- [The task]:
In the records that follow, locate every line with "wondering" and extract it.

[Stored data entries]
####################
Issue #1288, opened 2023-08-14
`magma` backend `CeedElemRestriction`


sebastiangrimberg:
It looks to me like the MAGMA backend implementation of `CeedElemRestriction` is very similar (if not basically the same?) as the fallback `cuda-ref` or `hip-ref` implementations. Can someone perhaps provide context for why it has a separate implementation or, as a separate question, would it make sense to remove the MAGMA implementations? This would be nicer for long term library maintainability as it would allow us to reduce some code duplication, and especially would make GPU backends for #1265 require fewer added lines of code. Of course if there is actually a reason for having the different implementations of `CeedElemRestriction` then I am all for keeping both.

nbeams:
Starting with the short answer first: 
> would it make sense to remove the MAGMA implementations? 

I have been wondering this myself, lately.  If we did so, I think it would make the most sense to get rid of the `magma-det` backend and turn the `magma` backend into, essentially, the `magma-det` backend (but with simpler setup and shorter name). I'm not sure if that would be considered a major/breaking change or not?

The longer answer: 

The restrictions aren't exactly the same, as the MAGMA restrictions use atomic adds in the transpose restrictions, and the ref kernels do not.  Hence the distinction between the `magma` backend (not deterministic due to atomic adds) and `magma-det` (deterministic, uses MAGMA basis but ref restrictions).  I haven't studied it rigorously, but most of my tests over the past 2-ish years have indicated no real performance benefit to the version with atomics, so that's why I've been wondering if we should simplify and cut it, as you suggested.

As for why they exist, that's mostly just a remnant of libCEED development history.  At the time we added these restrictions to the `magma` backend, the other GPU backends used the same E-vector ordering as the CPU backends.  For the non-tensor basis calculations in MAGMA, we wanted to swap the E-vector ordering to have the layout we needed for the GEMMs.  So, we added our own restrictions to get the ordering we wanted.  Some time after this, we ended up switching the E-vector ordering of the other GPU backends to be the same as what MAGMA was using, which then allowed MAGMA to use the ref restrictions again, and added the `magma-det` backend which did just that.

jeremylt:
I am fine with trimming out the MAGMA backend restrictions, though we should do a performance study first to make sure we aren't making a bad decision here. I'd be especially interested in seeing the performance study on non-tensor elements since that's the area where we really look to the MAGMA backend for performance.

sebastiangrimberg:
[...]

PR #1292, opened 2023-08-15
Unify `magma` backend restriction with `cuda-ref` and `hip-ref`

sebastiangrimberg:
This keeps the previous behavior of `cuda-ref`, `hip-ref`, `magma`, and `magma/ref` backends where the first, second, and last are deterministic but `magma` is not. Since the element restriction code is compiled at runtime, we can just pull the deterministic kernel vs. non-deterministic (with `atomicAdd`) based on what the parent backend is. This allows for us to limit code duplication while also avoiding compile time configuration of a deterministic element restriction transpose (see https://github.com/CEED/libCEED/issues/1288).

This also opens the opportunity to make `[cuda/hip]-ref` or `*-shared` non-deterministic by default and add `[cuda/hip]-ref/det` variants like for `magma`. I can add this to this PR, but this changes default behavior and would require updating the documentation, etc. So for now this is just a starting point.


backends/magma/ceed-magma-det.c
```diff
@@ -19,40 +19,17 @@ static int CeedInit_Magma_Det(const char *resource, Ceed ceed) {
...
-
-  int currentDeviceID;
-  magma_getdevice(&currentDeviceID);
-  if (deviceID >= 0 && currentDeviceID != deviceID) {
-    magma_setdevice(deviceID);
-    currentDeviceID = deviceID;
-  }
-  // create a queue that uses the null stream
-  data->device = currentDeviceID;
-
```
nbeams, line 37: Since you mentioned this in your TODO:  I do think we still need this here, for the case where we want to set a device ID other than default (0).  Not only do we want to set the device in the backend data (line 36), but we want to make sure the `magma` backend `ceedref` objects uses the correct device.  If we've already set the current device to something other than 0, then the `magma` delegate object will use the current value (after calling `magma_getdevice` in its own initialization), even though we don't explicitly pass the device ID in the resource string when creating `ceedref` (line 42 or 44).  It doesn't have to be this exact code, but we do need to make sure we can handle non-zero device ID specifications.

sebastiangrimberg: Ah, thanks @nbeams! I've added this back in, via a common `ceed-magma-common.h/c` similar to what is done for `ceed-cuda/hip-common.h/c`. This should now be resolved!

sebastiangrimberg:
Some benchmarking results from the PETSc BPs on a single V100 (averaged over 10 calls to `KSPApply`):

`./bps -ceed /gpu/cuda/ref,/gpu/cuda/shared,/gpu/cuda/magma,/gpu/cuda/magma/det -problem bp1,bp3 -degree 2 -q_extra 1 -local_nodes 100000 -ksp_max_it 1000 -dm_vec_type cuda -use_gpu_aware_mpi 0`

`main`:

- BP1
    - `/gpu/cuda/ref`: 382.185 (382.185) million
    - `/gpu/cuda/shared`: 430.387 (430.387) million
    - `/gpu/cuda/magma`: 430.342 (430.342) million
    - `/gpu/cuda/magma/det`: 470.795 (470.795) million
- BP3
    - `/gpu/cuda/ref`: 185.279 (185.279) million
    - `/gpu/cuda/shared`: 267.995 (267.995) million
    - `/gpu/cuda/magma`: 259.761 (259.761) million
    - `/gpu/cuda/magma/det`: 275.36 (275.36) million

This PR:

- BP1
    - `/gpu/cuda/ref`: 384.122 (384.122) million
    - `/gpu/cuda/shared`: 431.78 (431.78) million
    - `/gpu/cuda/magma`: 439.73 (439.73) million
    - `/gpu/cuda/magma/det`: 472.557 (472.557) million
- BP3
    - `/gpu/cuda/ref`: 184.382 (184.382) million
    - `/gpu/cuda/shared`: 267.246 (267.246) million
    - `/gpu/cuda/magma`: 264.148 (264.148) million
    - `/gpu/cuda/magma/det`: 274.607 (274.607) million

Adding `-simplex` to test non-tensor:

- BP1
    - `/gpu/cuda/ref`: 213.481 (213.481) million
    - `/gpu/cuda/shared`: 227.984 (227.984) million
    - `/gpu/cuda/magma`: 195.89 (195.89) million
    - `/gpu/cuda/magma/det`: 316.437 (316.437) million
- BP3
    - `/gpu/cuda/ref`: 130.388 (130.388) million
    - `/gpu/cuda/shared`: 129.475 (129.475) million
    - `/gpu/cuda/magma`: 122.026 (122.026) million
    - `/gpu/cuda/magma/det`: 155.724 (155.724) million

This PR:

- BP1
    - `/gpu/cuda/ref`: 210.664 (210.664) million
    - `/gpu/cuda/shared`: 233.607 (233.607) million
    - `/gpu/cuda/magma`: 282.889 (282.889) million
    - `/gpu/cuda/magma/det`: 322.007 (322.007) million
- BP3
    - `/gpu/cuda/ref`: 130.213 (130.213) million
    - `/gpu/cuda/shared`: 129.264 (129.264) million
    - `/gpu/cuda/magma`: 150.29 (150.29) million
    - `/gpu/cuda/magma/det`: 155.395 (155.395) million

The only notable difference is for the non-tensor basis case, where the non-deterministic `/gpu/cuda/magma` backend with `atomicAdd` is much higher performing than before. In both cases, however, it is slower than the deterministic `*/ref` restriction which I thought was interesting.

jeremylt:
Looks good to me, thanks! I'm happy if @nbeams is happy

jedbrown (approved):
I defer to @nbeams, but this looks reasonable to me.

nbeams:
I don't know if I'll have time to review in detail until next week, but I'll try to do it Monday...

sebastiangrimberg:
> I don't know if I'll have time to review in detail until next week, but I'll try to do it Monday...

No rush @nbeams, thank you for your help!

nbeams (approved):
LGTM! Confirmed device ID !=0 works with both magma backends on a local machine that has multiple NVIDIA GPUs per node.  I think most of the deletions from `ceed-magma.h` are indeed just vestiges of the backend development history and were mostly for internal testing/use in the first place.

jeremylt:
Are we good to merge?

sebastiangrimberg:
Yeah! I was waiting for you but I can rebase + merge if you want? Let me know.

PR #1295, opened 2023-08-17
Silence compiler warnings for PETSc examples

sebastiangrimberg:
Remove some trailing semicolons from PETSc examples function definitions to silence compiler warnings.


jedbrown (approved):
Thanks!

PR #1298, opened 2023-08-20
Fluids: Add Taylor-Green vortex problem

jrwrigh:
Adds the Taylor-Green vortex problem to the fluids example. This is just a new initial condition, with intention to be run tri-periodic.

Given it's just an initial condition, do we want/need a test for that?


jeremylt:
####################
- [Finished task]:
I have been wondering this myself, lately.  If we did so, I think it would make the most sense to get rid of the `magma-det` backend and turn the `magma` backend into, essentially, the `magma-det` backend (but with simpler setup and shorter name). I'm not sure if that would be considered a major/breaking change or not?
The restrictions aren't exactly the same, as the MAGMA restrictions use atomic adds in the transpose restrictions, and the ref kernels do not.  Hence the distinction between the `magma` backend (not deterministic due to atomic adds) and `magma-det` (deterministic, uses MAGMA basis but ref restrictions).  I haven't studied it rigorously, but most of my tests over the past 2-ish years have indicated no real performance benefit to the version with atomics, so that's why I've been wondering if we should simplify and cut it, as you suggested.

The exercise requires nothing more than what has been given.